From the first line through the line containing "Depends on https://github.com/ament/ament_cmake/pull/223", transcribe the records exactly and include no other lines.

Saved entries >>

↓

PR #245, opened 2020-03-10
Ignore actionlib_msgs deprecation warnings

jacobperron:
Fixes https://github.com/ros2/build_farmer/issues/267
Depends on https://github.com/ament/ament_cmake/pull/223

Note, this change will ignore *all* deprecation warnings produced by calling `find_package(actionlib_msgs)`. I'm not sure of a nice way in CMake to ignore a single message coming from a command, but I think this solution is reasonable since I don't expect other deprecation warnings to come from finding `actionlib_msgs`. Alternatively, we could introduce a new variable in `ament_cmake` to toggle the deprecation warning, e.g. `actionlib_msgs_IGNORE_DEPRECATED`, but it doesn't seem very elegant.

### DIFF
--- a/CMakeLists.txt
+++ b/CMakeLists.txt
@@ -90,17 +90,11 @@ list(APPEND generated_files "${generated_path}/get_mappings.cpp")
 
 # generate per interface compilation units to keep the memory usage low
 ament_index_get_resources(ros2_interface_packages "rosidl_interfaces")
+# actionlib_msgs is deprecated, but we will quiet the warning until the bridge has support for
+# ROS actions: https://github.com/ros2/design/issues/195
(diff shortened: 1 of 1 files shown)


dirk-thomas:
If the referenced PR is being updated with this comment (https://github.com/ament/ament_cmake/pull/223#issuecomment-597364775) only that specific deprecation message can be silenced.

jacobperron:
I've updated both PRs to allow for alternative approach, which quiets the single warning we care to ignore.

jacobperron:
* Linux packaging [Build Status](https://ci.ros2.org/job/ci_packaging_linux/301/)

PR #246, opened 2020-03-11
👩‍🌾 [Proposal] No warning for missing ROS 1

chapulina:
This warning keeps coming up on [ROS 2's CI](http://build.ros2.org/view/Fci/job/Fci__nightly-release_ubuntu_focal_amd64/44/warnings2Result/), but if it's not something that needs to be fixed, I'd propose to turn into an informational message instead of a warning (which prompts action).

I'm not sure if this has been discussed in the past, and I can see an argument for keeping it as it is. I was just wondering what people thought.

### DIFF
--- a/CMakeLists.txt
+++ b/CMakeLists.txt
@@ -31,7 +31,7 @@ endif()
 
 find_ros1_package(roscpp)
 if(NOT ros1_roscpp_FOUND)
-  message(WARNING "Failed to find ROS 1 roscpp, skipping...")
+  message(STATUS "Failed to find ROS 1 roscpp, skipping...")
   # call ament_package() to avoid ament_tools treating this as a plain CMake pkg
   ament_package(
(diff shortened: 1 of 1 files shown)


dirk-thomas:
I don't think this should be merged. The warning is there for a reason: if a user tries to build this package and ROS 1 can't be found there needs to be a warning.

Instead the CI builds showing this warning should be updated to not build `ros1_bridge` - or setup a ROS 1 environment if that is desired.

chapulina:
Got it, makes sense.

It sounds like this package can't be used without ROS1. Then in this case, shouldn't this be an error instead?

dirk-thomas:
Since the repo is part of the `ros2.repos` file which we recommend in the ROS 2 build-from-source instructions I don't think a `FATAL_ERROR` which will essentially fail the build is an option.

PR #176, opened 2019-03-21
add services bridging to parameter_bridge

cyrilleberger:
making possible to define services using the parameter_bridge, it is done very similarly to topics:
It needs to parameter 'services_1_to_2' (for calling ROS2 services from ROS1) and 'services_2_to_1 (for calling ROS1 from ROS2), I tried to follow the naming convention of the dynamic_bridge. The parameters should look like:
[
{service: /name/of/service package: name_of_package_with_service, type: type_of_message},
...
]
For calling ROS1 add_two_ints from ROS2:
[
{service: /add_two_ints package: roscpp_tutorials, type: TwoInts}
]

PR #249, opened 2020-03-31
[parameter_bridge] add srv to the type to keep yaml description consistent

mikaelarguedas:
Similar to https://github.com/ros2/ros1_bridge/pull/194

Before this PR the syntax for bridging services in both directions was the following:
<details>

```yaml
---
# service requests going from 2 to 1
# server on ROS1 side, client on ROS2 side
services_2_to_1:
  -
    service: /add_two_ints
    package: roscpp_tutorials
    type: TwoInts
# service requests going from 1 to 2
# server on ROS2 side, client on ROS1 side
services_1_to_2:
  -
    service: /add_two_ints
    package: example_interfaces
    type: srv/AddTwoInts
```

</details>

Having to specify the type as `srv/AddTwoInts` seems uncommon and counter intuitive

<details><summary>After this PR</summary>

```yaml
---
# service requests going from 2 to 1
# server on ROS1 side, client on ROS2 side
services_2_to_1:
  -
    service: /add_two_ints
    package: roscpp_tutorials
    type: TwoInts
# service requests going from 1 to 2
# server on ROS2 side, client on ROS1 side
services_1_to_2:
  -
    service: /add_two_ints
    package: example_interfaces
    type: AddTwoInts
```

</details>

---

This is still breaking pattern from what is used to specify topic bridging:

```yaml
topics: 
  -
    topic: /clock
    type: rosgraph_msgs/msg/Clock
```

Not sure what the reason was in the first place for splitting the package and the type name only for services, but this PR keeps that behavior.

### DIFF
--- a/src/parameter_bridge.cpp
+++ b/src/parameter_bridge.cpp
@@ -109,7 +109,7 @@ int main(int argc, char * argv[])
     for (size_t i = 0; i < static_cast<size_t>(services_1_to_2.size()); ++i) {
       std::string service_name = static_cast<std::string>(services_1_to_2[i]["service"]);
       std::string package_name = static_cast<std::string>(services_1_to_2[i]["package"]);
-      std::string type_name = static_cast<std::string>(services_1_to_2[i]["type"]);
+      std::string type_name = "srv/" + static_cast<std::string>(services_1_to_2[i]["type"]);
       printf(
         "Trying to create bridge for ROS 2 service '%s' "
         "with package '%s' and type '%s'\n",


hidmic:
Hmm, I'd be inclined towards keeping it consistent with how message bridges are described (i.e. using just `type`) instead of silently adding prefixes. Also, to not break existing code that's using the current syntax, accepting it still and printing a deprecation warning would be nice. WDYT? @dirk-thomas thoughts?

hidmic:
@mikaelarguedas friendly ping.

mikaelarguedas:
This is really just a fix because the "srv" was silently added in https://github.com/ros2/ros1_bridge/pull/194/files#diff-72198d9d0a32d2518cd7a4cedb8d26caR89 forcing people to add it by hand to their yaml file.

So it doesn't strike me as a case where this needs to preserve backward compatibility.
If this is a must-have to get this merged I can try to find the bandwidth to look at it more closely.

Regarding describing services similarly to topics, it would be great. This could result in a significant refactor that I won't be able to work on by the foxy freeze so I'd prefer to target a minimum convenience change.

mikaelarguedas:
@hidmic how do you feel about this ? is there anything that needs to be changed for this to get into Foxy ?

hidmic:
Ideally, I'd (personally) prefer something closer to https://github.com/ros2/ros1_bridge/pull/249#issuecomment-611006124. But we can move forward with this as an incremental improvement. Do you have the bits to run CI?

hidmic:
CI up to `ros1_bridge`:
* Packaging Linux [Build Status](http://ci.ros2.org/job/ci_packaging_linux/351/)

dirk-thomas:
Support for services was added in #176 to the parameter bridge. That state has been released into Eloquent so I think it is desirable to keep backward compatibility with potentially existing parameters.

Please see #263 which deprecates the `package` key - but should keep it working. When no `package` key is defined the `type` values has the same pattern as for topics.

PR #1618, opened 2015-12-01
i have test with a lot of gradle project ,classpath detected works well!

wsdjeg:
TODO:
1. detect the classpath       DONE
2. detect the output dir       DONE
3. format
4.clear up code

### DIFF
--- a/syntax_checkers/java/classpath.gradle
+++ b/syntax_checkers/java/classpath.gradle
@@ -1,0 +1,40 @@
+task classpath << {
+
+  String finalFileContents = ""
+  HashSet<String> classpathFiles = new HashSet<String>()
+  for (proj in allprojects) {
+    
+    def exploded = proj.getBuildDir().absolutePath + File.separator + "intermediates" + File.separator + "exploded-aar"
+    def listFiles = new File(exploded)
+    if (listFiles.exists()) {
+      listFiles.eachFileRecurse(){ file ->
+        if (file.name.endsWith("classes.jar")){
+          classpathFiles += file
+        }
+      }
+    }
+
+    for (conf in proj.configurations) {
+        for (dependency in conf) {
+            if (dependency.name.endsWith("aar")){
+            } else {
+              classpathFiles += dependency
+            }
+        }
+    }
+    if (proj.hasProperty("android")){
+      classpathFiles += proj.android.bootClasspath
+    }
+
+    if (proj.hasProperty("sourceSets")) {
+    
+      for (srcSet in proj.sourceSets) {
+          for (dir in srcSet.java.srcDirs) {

↑

RESULT OF THE TASK >>
PR #245, opened 2020-03-10
Ignore actionlib_msgs deprecation warnings

jacobperron:
Fixes https://github.com/ros2/build_farmer/issues/267
Depends on https://github.com/ament/ament_cmake/pull/223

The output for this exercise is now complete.